Asking and Answering Questions to Extract Event-Argument Structures
Md Nayem Uddin, Enfa Rose George, Eduardo Blanco, Steven Corman
TL;DR
This work reframes document-level event-argument extraction as a question-answering task, introducing two question-generation paradigms (template- and transformer-based) and novel data augmentation strategies to address inter-sentential arguments. By leveraging transfer learning from existing corpora and a RoBERTa-based QA reader, the approach achieves competitive RAMS results, surpassing prior state-of-the-art when using transformer-generated questions and augmented data. Zero-/few-shot GPT-3 experiments show the supervised QA approach remains superior, while analyses reveal the method's strength in inter-sentential argument extraction and its vulnerabilities to annotation and coreference errors. Overall, the study demonstrates a scalable, generalizable framework for extracting rich event-argument structures across sentences, with meaningful implications for information extraction and downstream NLP tasks.
Abstract
This paper presents a question-answering approach to extract document-level event-argument structures.

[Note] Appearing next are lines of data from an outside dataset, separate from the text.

PR #1978, opened 2017-10-08
Update identifier rules

### LINKED ISSUE #1737: sql: make database, table, view and columns lookups properly case-sensitive
PR: https://github.com/cockroachdb/cockroach/pull/16884

jseldess:
Fixes #1737 

Hint that you can use double-quotes to preserve case-sensitivity
in database, table, view, and column names.

@knz, is this sufficient, or should we also add notes to `CREATE DATABASE`, `CREATE TABLE`, etc.?


knz:
this seems sufficient to me.
LGTM

PR #1982, opened 2017-10-10
Fix the SQL function docs.

### LINKED ISSUE #1889: sql: add current_user, session_user, user builtins
PR: https://github.com/cockroachdb/cockroach/pull/17903

knz:
Fixes #1889.


knz:
Ok I re-ran the update against `master` and it produced the same diff as in this PR, so I figured I would just reuse it.

@jseldess I hand this over to you, as you see there are new data types that have appeared. If you can't find the bandwidth ping me again and I can probably stub them for you.

knz:
Also note regarding the `user` functions that only the `current_user` function actually exists as a function; the words `user` and `session_user` in the grammar are automatically replaced by `current_user`.

knz:
ok, fixed

jseldess:
Wohoo, thank you, @knz. Merging.

PR #1987, opened 2017-10-10
Fixing nav for architecture-related content

sploiselle:
General nav cleanup given where the architecture docs landed.

- Until we decide to backport the v1.1 architecture docs to v1.0, leaving stub in place with link to 1.1. Hardcoding 1.1 link because it will always be the closest approximation.
- Adding redirects to `architecture/overview.html`––first attempt is experimental. @benesch, would love some help here to ensure I get this right.
- Removing vestigial `cockroachdb-architecture.html` page

### DIFF
--- a/_includes/sidebar-data-v1.1.json
+++ b/_includes/sidebar-data-v1.1.json
@@ -1239,12 +1239,6 @@
         ]
       },
       {
-        "title": "CockroachDB Architecture",
-        "urls": [
-          "/${VERSION}/cockroachdb-architecture.html"
-        ]
-      },
-      {
         "title": "CockroachDB Features",
         "items": [
           {
--- a/_plugins/versions.rb
+++ b/_plugins/versions.rb
@@ -10,11 +10,13 @@
 # additional aliased versions. (At the time of writing, we named a `stable` and
 # `edge` version.) These are implemented as directory symlinks. For example, if
 # `stable: v1.0` is specified, a symlink `stable -> v1.0` will be written to the
-# build directory. If a page is renamed, set `key: original-file-name.md` in its
-# front matter so the version switcher can find its old versions. The `stable`
-# mapping is special and must exist, as `docs/FOO.html` will be automatically
-# redirected to `docs/stable/FOO.html` for every FOO.md in the stable directory.
-# Other name mappings are optional and can be added and removed at will.
+# build directory. The `stable` mapping is special and must exist, as
+# `docs/FOO.html` will be automatically redirected to `docs/stable/FOO.html` for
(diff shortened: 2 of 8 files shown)


benesch:
@sploiselle I took the liberty of making the tweaks directly to the PR—hope you don't mind! I amended your first commit to use `key: cockroachdb-architecture.html` instead of `redirect-from: cockroachdb-architecture`. Specifying `key:` allows the version switcher to link directly to the new/old name, avoiding a client-side redirect. I also adjusted the index redirect to ask for a redirect of `index.html` instead of `architecture/index.html`, as redirect specifications are relative to the directory of the file. (Your original redirect specification was creating a redirect at `v1.1/architecture/architecture/index.html`.)

Also took the opportunity to fix some bugs in the versioning code, which wasn't designed to handle pages in versioned subdirectories, like the `v1.1/architecture` directory. Previously, we'd install redirects like `/overview.html -> /stable/architecture/overview.html` instead of `/architecture/overview.html -> /stable/architecture/overview.html`.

We automatically ask and answer questions for each argument type an event may have. Questions are generated using manually defined templates and generative transformers. Template-based questions are generated using predefined role-specific wh-words and event triggers from the context document. Transformer-based questions are generated using large language models trained to formulate questions based on a passage and the expected answer. Additionally, we develop novel data augmentation strategies specialized in inter-sentential event-argument relations. We use a simple span-swapping technique, coreference resolution, and large language models to augment the training instances. Our approach enables transfer learning without any corpora-specific modifications and yields competitive results with the RAMS dataset. It outperforms previous work, and it is especially beneficial to extract arguments that appear in different sentences than the event trigger. We also present detailed quantitative and qualitative analyses shedding light on the most common errors made by our best model.